═════ Supplied data

Issue #568, opened 2023-05-29
Send automatic reply option for user in its virtual domain


gstlouisgit:
Operating system | CentOS Linux 7.9.2009
Webmin version | 2.021 | Usermin version | 1.861
Virtualmin version | 7.7 | Authentic theme version | 20.21

I have had a chance to fiddle with the Send automatic reply for a mailbox using custom Subject:
settings in VM -> edit users -> Mail forwarding settings
Everything looks to be working well 

However, when I removed this setting by simply unchecking the box, I can see that it does not remove the *.txt files it has created for those mailboxes in /home/domain/

so in case you care about that...

jcameron:
I think we chose to do that on purpose so as not to delete users' autoreply messages..

iliajie:
It's a bit tricky but doable. Jamie, check [this PR](https://github.com/virtualmin/virtualmin-gpl/pull/569).

PR #569, opened 2023-05-30
Add ability to always display autoreply if present

iliajie:
Ref.: https://github.com/virtualmin/virtualmin-gpl/issues/568#issuecomment-1568520013


jcameron:
Thanks!

Issue #520, opened 2023-03-01
Mismatch of CLI vs Web version of PHP because CLI version is server-wide


marclaporte:
"Yes, this is possible" but "Note that this command will set default PHP version for the system and not for a specific user or a virtual server." Source: https://forum.virtualmin.com/t/changing-default-version-of-php-cli-for-virtual-host/117171

See also: 

- https://forum.virtualmin.com/t/changing-default-php-cli-version-on-the-server/60103
- https://forum.virtualmin.com/t/setting-cli-php-version-5-6/54449
- https://forum.virtualmin.com/t/change-the-default-php-version-for-command-line-interface/107682
- https://forum.virtualmin.com/t/multiple-php-versions-but-not-adhering-selected-version-in-cli/109177
- https://dev.tiki.org/item7820-Installing-package-is-hardly-possible-on-shared-hosting-without-an-option-to-select-the-PHP-CLI-to-use#threadId9986

Since this causes support requests, we added to [Tiki Check](https://doc.tiki.org/Server-Check)
![php-cli](https://user-images.githubusercontent.com/1004261/222068028-2232a674-a0d3-4fe8-89b9-fe2e1c0b0dad.png)

To address this in ClearOS, here is a wrapper we had made a while back:
https://github.com/WikiSuite/app-php-engines/blob/master/packaging/php_wrapper

Thanks!

iliajie:
Hello, Marc.

Thanks for the heads-up!

> To address this in ClearOS, here is a wrapper we had made a while back

The easier solution would be to create an alias in user's home `.bashrc` file (in case user's shell is set to `bash`).

Jamie, perhaps this is something we could do on Virtualmin side automatically?

jcameron:
I don't think a .bashrc alias will fix the PHP version that a script sees. 

Also, on a system with multiple PHP versions installed, `/usr/bin/php` absolutely can be a different version to the one run via FPM or fCGId.

iliajie:
> I don't think a .bashrc alias will fix the PHP version that a script sees.

Yes, a script would have to call the needed PHP version explicitly.

jcameron:
Virtualmin can generally figure out what the correct CLI PHP command is - I wonder if there's a way we can pass it to Tiki?

iliajie:
Create a symlink to `~/bin/php`?

marclaporte:
> I wonder if there's a way we can pass it to Tiki?

[...]

PR #584, opened 2023-07-11
Create Bash startup profile for PHP alias work on sub-server basis

iliajie:


marclaporte:
For the record: Relates to https://github.com/virtualmin/virtualmin-gpl/issues/520

PR #598, opened 2023-07-26
Fix not to break if Virtualmin plugin cannot be loaded

iliajie:


virtual-server-lib-funcs.pl
```diff
@@ -19257,8 +19257,19 @@ sub load_plugin_libraries
...
+				&foreign_require($pname, "virtual_feature.pl");
+				};
+			if (!$@) {
+				$loaded++;
+				}
+			else {
+				my $err = $@;
+				$err = &html_strip($err);
+				$err =~ s/[\n\r]+/ /g;
+				&miniserv::log_error("Failed to load $pname : $err");
```
jcameron, line 19271: No no, you can't call miniserv functions from within webmin ... what if this code wasn't run via miniserv?

Instead, just print to STDERR

iliajie: Correct! Fixed on the latest commit.

virtual-server-lib-funcs.pl
```diff
@@ -19257,8 +19257,24 @@ sub load_plugin_libraries
...
+				&foreign_require($pname, "virtual_feature.pl");
+				};
+			if (!$@) {
+				$loaded++;
+				}
+			else {
+				my $err = $@;
+				$err = &html_strip($err);
+				$err =~ s/[\n\r]+/ /g;
+				if (defined(&error_stderr)) {
```
jcameron, line 19271: Wait where this this declared? I've not seen this error_stderr function before..

iliajie: It's new. I [just added](https://github.com/webmin/webmin/commit/8ef754b47754973944492444f981d9a913441957) it.

jcameron: Ok makes sense!

PR #615, opened 2023-08-14
Add API to handle host default domain

iliajie:
Jamie, hey! As we discussed earlier with Joe, we needed host default domain to be handled in less confusing way.

This change adds API to control host default domain in versatile way. We will be able to use this API from Virtualmin Config in install script to try to create a domain with Let's Encrypt certificate that would match the hostname. On success a user will be able to login to Virtualmin without any errors in the browser. If request fails we simply remove this domain in place.

Now, this change will also consider the old default domain created by Virtualmin from the post-install wizard page. That old domain will always be visible to the user, and will never be touched automatically by Virtualmin disregard of a new config option.

This change adds a new Virtualmin config option, under *SSL settings* page, i.e.:

image

This option will always be disabled by default. It will also be disabled if Virtualmin Config won't be able to request Let's Encrypt SSL certificate at installation time.

However, if a user will turn this option on at existing system _manually_, here is what's going to happen.

In config check, it will check for the host default domain and will try to enable it, e.g.:

image

If the SSL request fails, the default domain will be instantly discarded.

If SSL sharing in Virtualmin config is enabled even when domain owner doesn't match, then it may create host default domain with SSL sharing, e.g.:

image

Later, if the host default domain was successfully setup, Virtualmin will take care of SSL renewals in the future. However, if the hostname was changed, the host default domain will be automatically regenerated on config check, i.e.:

image

If later an admin wants to disable host default domain in Virtualmin configuration, it can easily be done and on the next config check, the default domain will be completely deleted, e.g.:

image

Lastly, if existing user with an old default domain tries to enable this option, the special case message will be dispalyed:

image

---

Even though the _new_ host default domain will be visible in Virtualmin CLI, it will always be hidden in the UI! It won't be shown in the virtual server select dropdown, in the list of virtual servers page, it cannot be backed up or deleted using UI directly. Also all stats for this domain will be excluded, e.g. on the dashboard, like domain counts, quotas, and etc. Moreover, all features for this domain will be disabled. Mail, databases, PHP and all other will be disabled. All additional DNS records, like _ftp._ or _mail._ will be disabled. Web aliases to admin and webmail won't be created, user shell will be set to `/dev/null`, and all this despite of the template settings.

Nevertheless, the host default domain LE SSL certificate will be added to Postfix SNI map, Apache and Webmin but not Dovecot and MySQL.

Let me know if you have other questions ..


jcameron:
So do we really need to change the list_domains function to hide the default domain? It seems like list_visible_domains is the place to hide it, as that controls what appears in the UI..

iliajie:
> So do we really need to change the list_domains function to hide the default domain?

Have you reviewed my latest code, which is different from the initial, that I made before submitting the PR?

So, yes. We need to apply the filter inside of `list_domains`. `list_domains_filters` will handle it but in a way that can be controlled by `list_domains_excludes`, and without any hardcoded key values.

>  It seems like list_visible_domains is the place to hide it, as that controls what appears in the UI..

It happens in `list_visible_domains` as well. The problem is that we don't have a single general function that would work. There are many different places where `list_domains` is called in different ways. For example, default domain must be excluded from any counts, quotas and etc (shown in the dashboard), from backups, script installs and some other pages.

jcameron:
But is there a case where a caller of just `list_domains` would want to apply a filter? Since this just controls visibility, isn't it better to do the filtering inside of `list_visible_domains` ?

iliajie:
> But is there a case where a caller of just `list_domains` would want to apply a filter?

Yes, of course. All these _.cgi_ [files](https://github.com/virtualmin/virtualmin-gpl/pull/615/files) on the PR.

Also, `collect-lib.pl`, `system_info.pl` and other.

jcameron:
Instead of calling list_domains(list_filters()) as in this PR, why not just change those calls in CGI scripts to list_visible_domains? The purpose of list_visible_domains is to control what appears in the UI ...

iliajie:
> Instead of calling list_domains(list_filters()) as in this PR, why not just change those calls in CGI scripts to list_visible_domains? The purpose of list_visible_domains is to control what appears in the UI

Yes, it's much cleaner solution! Fixed here https://github.com/virtualmin/virtualmin-gpl/pull/615/commits/3b6933f7891aeae933d0d1ed3eed90debe80f065.

system_info.pl
```diff
@@ -15,7 +15,7 @@ sub list_system_info
 my @rv;
 my $info = &get_collected_info();
 my @vposs = $info ? @{$info->{'vposs'}} : ( );
-my @doms = &list_visible_domains();
+my @doms = &list_visible_domains({ 'exclude-alias' => 1 });
```
jcameron, line 18: Why exclude aliases?

webmin_menu.pl
```diff
@@ -41,8 +41,8 @@ sub list_webmin_menu
 push(@rv, { 'type' => 'hr' });
 
 # Get domains and find the default
-my @alldoms = &list_domains();
-my @doms = &list_visible_domains();
+my @alldoms = &list_visible_domains();
+my @doms = &list_visible_domains({ 'exclude-alias' => 1 });
```
jcameron, line 45: Also here, why exclude aliases? Won't this hide them from the left menu?

feature-mail.pl
```diff
@@ -5375,7 +5375,7 @@ sub count_domain_aliases
 
 # Map each virtuser to a domain, except for those owned by plugins or for
 # which the destination is a user
-local %dmap = map { $_->{'dom'}, $_ } &list_domains();
+local %dmap = map { $_->{'dom'}, $_ } &list_visible_domains();
```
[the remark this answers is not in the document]
iliajie: > This should include all domains

I thought it should because **Virtualmin Count** on the dashboard wouldn't be displayed correctly, if host default domain is set to be hidden. But I ran more tests and it appears that you're right. It works just with `list_domains` domains.

webmin_menu.pl
iliajie: We need to use a flag, like `{ 'exclude-alias' => 1 }` to preserve initial logic, as before `list_visible_domains` was used only in two places, and applied the logic to exclude the alias domains. But now we use `list_visible_domains` in so many other new cases where old alias related exclusion is not meant to be used. So I use `{ 'exclude-alias' => 1 }` in those old two places where `list_visible_domains` was use initially.

jcameron: Oh there was a config option to hide aliases before! That seems odd ... maybe we should just drop that config setting, because I don't know what use it is.

iliajie: > Oh there was a config option to hide aliases before! That seems odd ... maybe we should just drop that config setting, because I don't know what use it is.

I don't know. I will leave it up to you! I just made sure that the old logic didn't change.

jcameron: I think we should make `list_visible_domains` return all domains the user has access to, and delete that `hide_alias` config option.

iliajie: > I think we should make `list_visible_domains` return all domains the user has access to, and delete that `hide_alias` config option.

I don't think we should remove it. There is a Virtualmin config option called **Include alias virtual servers in menu?** under **Server administrator permissions** page. It may be a feature that people use? That said, if we remove that, we should remove it from Virtualmin config as well.

> However, we need to be careful to only call list_visible_domains to control what appears in the UI.

Yeah, I think we do already!

jcameron: Yes, we should also remove it from the module config page. Since this PR expands the user of list_visible_domains, there are cases where we don't want aliases to be hidden..

iliajie: I can remove it as I get to my computer..

jcameron: Ok great!

iliajie: > Yes, we should also remove it from the module config page. Since this PR expands the user of list_visible_domains, there are cases where we don't want aliases to be hidden..

Dropped in this commit https://github.com/virtualmin/virtualmin-gpl/pull/615/commits/fd5038b9f179abf0dca6be72578b968721a9b83b.

jcameron: Excellent thanks!

jcameron:
Is this PR ready for final review and merge now?

iliajie:
> Is this PR ready for final review and merge now?

Yes!

iliajie:
Thanks for reviewing and merging it. Although, I have a question. Don't we need to make rename function setup per-ip SSL certificates automatically?

jcameron:
Maybe ... Which rename functions, and why would they need to do this?

iliajie:
> Maybe ... Which rename functions, and why would they need to do this?

Like I do it here "manually", and `rename_virtual_server` doesn't take care of it automatically, e.g.:

https://github.com/virtualmin/virtualmin-gpl/pull/615/commits/003ceb09c561b96d7c5a67467aa927138531a1e7#diff-a8b0a88367118c8f13666eed07287b13ecc217c8fdfaf6a34d51b226dc196f92R19702-R19711

Is this expected?

jcameron:
This should already happen via code in `modify_ssl` which re-requests a Let's Encrypt cert, which in turn will update all service certs.

iliajie:
I'm not sure if that really happened for me. I'll have to double check!

PR #623, opened 2023-08-18
Fix to use a new Cloudflare post validate API

iliajie:
Related: https://github.com/virtualmin/virtualmin-pro/pull/38/files

Ref.: virtualmin/virtualmin-pro@793e5dc#commitcomment-124607039


iliajie:
Also wrong!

══════════

**Task instructions:** Output each line of the listing above that has "autoreply".

**Exercise response:**
I think we chose to do that on purpose so as not to delete users' autoreply messages..
Add ability to always display autoreply if present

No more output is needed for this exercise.